﻿ Choosing a normality test

# Choosing a normality test

Prism offers four normality tests. Why is there more than one way to test normality? There are many ways a distribution can deviate from a Gaussian distribution, so different normality tests give different results.

We recommend the D'Agostino-Pearson normality test. It first computes the skewness and kurtosis to quantify how far the distribution is from Gaussian in terms of asymmetry and shape. It then calculates how far each of these values differs from the value expected with a Gaussian distribution, and computes a single P value from the sum of these discrepancies. It is a versatile and powerful normality test, and is recommended. Note that D'Agostino developed several normality tests. The one used by Prism is the "omnibus K2" test.

An alternative is the Anderson-Darling test. It computes the P value by comparing the cumulative distribution of your data set against the ideal cumulative distribution of a Gaussian distribution. It takes into account the discrepancies at all parts of the cumulative distribution curve (unlike the Kolmogorov-Smirnov test, see below).

Another alternative is the Shapiro-Wilk normality test. We prefer the D'Agostino-Pearson test for two reasons. One reason is that, while the Shapiro-Wilk test works very well if every value is unique, it does not work as well when several values are identical. The other reason is that the basis of the test is hard to understand. There are several ways to compute the Shapiro-Wilk test. Prism uses the method of Royston (1).
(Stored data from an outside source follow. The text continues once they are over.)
PR #827, opened 2024-03-25
Add Support to specifiy ODataQuery Parameters in Microsoft Graph Client

### LINKED ISSUE #802: [BC Idea]: Improve Microsoft Graph Module with OData Query Parameters
### BC Idea Link

https://experience.dynamics.com/ideas/idea/?ideaid=e0452d86-70e7-ee11-a73e-002248504629

### Description

We cannot specify ODataQuery Parameter as optional paramter.

This should be added to work appropriate with microsoft graph endpoints.

Internal work item: [AB#522447](https://dynamicssmb2.visualstudio.com/1fcb79e7-ab07-432a-a3c6-6cf5a88ba4a5/_workitems/edit/522447)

Earlier versions of Prism offered only the Kolmogorov-Smirnov test. We still offer this test (for consistency) but no longer recommend it. It computes a P value from a single value: the largest discrepancy between the cumulative distribution of the data and a cumulative Gaussian distribution. This is not a very sensitive way to assess normality, and we now agree with this statement1: "The Kolmogorov-Smirnov test is only a historical curiosity. It should never be used." (2). Note that both this test and the Anderson-Darline test compare the actual and ideal cumulative distributions. The distinction is that Anderson-Darling considers the discrepancies at all parts of the curve, and Kolmogorov-Smirnov only look at the largest discrepancy.
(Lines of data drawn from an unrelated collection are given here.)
PR #826, opened 2024-03-25
Move to generated keys in RSA tests

Groenbech96:
#### Summary 
Add methods to generate XML keys. Use new method to generate keys needed in tests.

#### Work Item(s) 
Fixes [AB#500563](https://dynamicssmb2.visualstudio.com/1fcb79e7-ab07-432a-a3c6-6cf5a88ba4a5/_workitems/edit/500563)

PR #835, opened 2024-03-26
[releases/24.0] Move to generated keys in RSA tests

Groenbech96:
This pull request backports #826 to releases/24.0

Fixes AB#[**Insert Work Item Number Here**]


darjoo:
Does this need to be fixed into 24.0? Isn't 24.x sufficient?

PR #842, opened 2024-03-27
Features/484133 drag and drop attach multiple files (email attachment part)

gggdttt:
#### Summary 
Part of the slice work - support drag and drop multiple file in Email attachment
#### Work Item(s) 
* Also refactor some code 
*  support drag and drop multiple file in Email attachment
* No test for now because cannot init `fileUpload` in AL now, need to wait for the testability from Develop Tool Team and then add tests
*


src/System Application/App/Email/src/Message/EmailAttachments.Page.al
```diff
@@ -53,6 +54,28 @@ page 8889 "Email Attachments"
...
+                Visible = IsEmailEditable;
+
+                trigger OnAction(files: List of [FileUpload])
+                var
+                    EmailEditor: Codeunit "Email Editor";
+                    TempInStream: InStream;
+                    SingleFile: FileUpload;
+                begin
+                    foreach SingleFile in files do begin
+                        SingleFile.CreateInStream(TempInStream, TextEncoding::UTF8);
```
gggdttt, line 73: I am suggested to use UTF8 as default encoding type. 

We have had issues with partners moving their customers from one Windows machine to a different one, and they had different CodePages, which is the MSDos encoding, and that is causing issue.

I am asking if client can support to choose Encoding in the filepicker. If they can do, we can allow user to choose Encoding here.

src/System Application/App/Email/src/Email/Outbox/EmailEditor.Codeunit.al
```diff
@@ -162,18 +162,24 @@ codeunit 8906 "Email Editor"
...
         UploadIntoStream('', '', '', FileName, Instream);
+        UploadAttachmentFromStream(EmailMessageImpl, FileName, Instream);
+    end;
+
+    internal procedure UploadAttachmentFromStream(EmailMessageImpl: Codeunit "Email Message Impl."; FileName: Text; Instream: InStream)
+    var
+        AttachmentName, ContentType : Text[250];
+        AttachmentSize: Integer;
+    begin
         if FileName = '' then
```
haoranpb: You can move this out of the procedure

haoranpb: i.e. 

```
if FileName <> '' then
    UploadAttachmentFromStream(EmailMessageImpl, FileName, Instream);
```

src/System Application/App/Email/src/Message/EmailAttachments.Page.al
```diff
@@ -53,6 +54,28 @@ page 8889 "Email Attachments"
     {
         area(Processing)
         {
+            fileuploadaction(UploadMultiple)
+            {
+                ApplicationArea = All;
+                Image = Attach;
+                Caption = 'Add files';
```
haoranpb, line 61: Assume you discussed this with UI team?

src/System Application/App/Email/src/Email/Outbox/EmailEditor.Codeunit.al
```diff
@@ -162,18 +162,24 @@ codeunit 8906 "Email Editor"
...
             exit;
 
         AttachmentName := CopyStr(FileName, 1, 250);
         ContentType := EmailMessageImpl.GetContentTypeFromFilename(FileName);
-        AttachamentSize := EmailMessageImpl.AddAttachmentInternal(AttachmentName, ContentType, Instream);
+        AttachmentSize := EmailMessageImpl.AddAttachmentInternal(AttachmentName, ContentType, Instream);
```
haoranpb, line 180: I'm actually curious if this Telemetry is ever used...

src/System Application/App/Email/src/Message/EmailAttachments.Page.al
```diff
@@ -53,6 +54,28 @@ page 8889 "Email Attachments"
...
+                begin
+                    foreach SingleFile in files do begin
+                        SingleFile.CreateInStream(TempInStream, TextEncoding::UTF8);
+                        EmailEditor.UploadAttachmentFromStream(EmailMessageImpl, SingleFile.FileName, TempInStream);
+                    end;
+                    UpdateDeleteActionEnablement();
+                end;
+            }
 
             action(Upload)
```
haoranpb, line 81: Obsolete this action if not used anymore, don't forget the CLEAN tag.

haoranpb (changes requested):

src/System Application/App/Email/src/Message/EmailAttachments.Page.al
gggdttt: Checked with client team : choose UTF-8.

src/System Application/App/Email/src/Message/EmailAttachments.Page.al
gggdttt: Yes, I have checked with Jacob.

src/System Application/App/Email/src/Message/EmailAttachments.Page.al
```diff
@@ -53,15 +54,40 @@ page 8889 "Email Attachments"
...
+                    end;
+                    UpdateDeleteActionEnablement();
+                end;
+            }
+#if not CLEAN27
             action(Upload)
             {
+                ObsoleteState = Pending;
+                ObsoleteReason = 'Action Upload is replaced by action UploadMultiple. Action Upload will be removed in version 27.0';
+                ObsoleteTag = '27.0';
```
pri-kise: The ObsoleteTag should be `25.0`.

src/System Application/App/Email/src/Email/Outbox/EmailEditor.Codeunit.al
gggdttt: Yes, keep it for now

src/System Application/Test/Email/src/EmailTest.Codeunit.al
```diff
@@ -300,7 +300,6 @@ codeunit 134685 "Email Test"
         Assert.IsFalse(EmailEditor.BccField.Editable(), 'Bcc field was editable');
         Assert.IsFalse(EmailEditor.SubjectField.Editable(), 'Subject field was editable');
         Assert.IsFalse(EmailEditor.BodyField.Editable(), 'Body field was editable');
-        Assert.IsFalse(EmailEditor.Attachments.Upload.Visible(), 'Upload Action is visible.');
```
haoranpb, line 303: Minor: wrap them with `#if not CLEAN25` instead, the functionality will still exist for a while, we can keep the tests for the same period of time

haoranpb (approved):

src/System Application/App/Email/src/Email/Outbox/EmailEditor.Codeunit.al
```diff
@@ -162,18 +162,22 @@ codeunit 8906 "Email Editor"
     var
         FileName: Text;
         Instream: InStream;
-        AttachmentName, ContentType : Text[250];
-        AttachamentSize: Integer;
     begin
         UploadIntoStream('', '', '', FileName, Instream);
-        if FileName = '' then
```
AndreasMoth, line 169: Feel free to won't fix since it's only a single exit, but I think these exits makes the code easier to understand and especially add more exceptions to. Thinking of reasons to exit instead of reasons to execute.

src/System Application/App/Email/src/Email/Outbox/EmailEditor.Codeunit.al
```diff
@@ -162,18 +162,22 @@ codeunit 8906 "Email Editor"
...
-            exit;
+        if FileName <> '' then
+            UploadAttachmentFromStream(EmailMessageImpl, FileName, Instream);
+    end;
 
+    internal procedure UploadAttachmentFromStream(EmailMessageImpl: Codeunit "Email Message Impl."; FileName: Text; Instream: InStream)
```
AndreasMoth: Remove internal. No need to mark procedure as internal since the object already is. Hence this is redundant.

AndreasMoth: Just call it UploadAttachment, the FromStream comes from our legacy days when we could not do overrides, hence we had to come up with unique names. Now that we can do overrides, we should use them.

AndreasMoth: I believe this function should also be public on the facade, so partners can call this as well.

src/System Application/App/Email/src/Message/EmailAttachments.Page.al
```diff
@@ -53,15 +54,41 @@ page 8889 "Email Attachments"
...
+                Scope = Page;
+                Visible = IsEmailEditable;
 
+                trigger OnAction(files: List of [FileUpload])
+                var
+                    EmailEditor: Codeunit "Email Editor";
+                    TempInStream: InStream;
+                    SingleFile: FileUpload;
+                begin
+                    foreach SingleFile in files do begin
```
AndreasMoth, line 72: This should be moved to the codeunit, would make sense partners can also call EmailEditor.UploadAttachment(files)

gggdttt: Unfortunately now we have bug: FileUpload cannot be used in Codeunit. Will refactor this to a codeunit once this bug is solved

src/System Application/App/Email/src/Email/Outbox/EmailEditor.Codeunit.al
haoranpb: Personally, I prefer this way. So, folks don't have to scroll up to the top of the file to figure out if they defined a `public` or `internal` produce.

haoranpb (approved):

darjoo (approved):

JesperSchulz (approved):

The Kolmogorov-Smirnov method as originally published assumes that you know the mean and SD of the overall population (perhaps from prior work). When analyzing data, you rarely know the overall population mean and SD. You only know the mean and SD of your sample. To compute the P value, therefore, Prism uses the Dallal and Wilkinson approximation to Lilliefors' method (3). Since that method is only accurate with small P values, Prism simply reports “P>0.10” for large P values. In case you encounter any discrepancies, you should know that we fixed a bug in this test many years ago in Prism 4.01 and 4.0b.

## Reference

1.P Royston, Remark AS R94: A Remark on Algorithm AS 181: The W-test for Normality.  Journal of the Royal Statistical Society. Series C (Applied Statistics), Vol. 44, No. 4 (1995), pp. 547-551

2. RB D'Agostino, "Tests for Normal Distribution" in Goodness-Of-Fit Techniques edited by RB D'Agostino and MA Stephens, Macel Dekker, 1986.

3.Dallal GE and Wilkinson L (1986), "An Analytic Approximation to the Distribution of Lilliefors's Test Statistic for Normality," The American Statistician, 40, 294-296.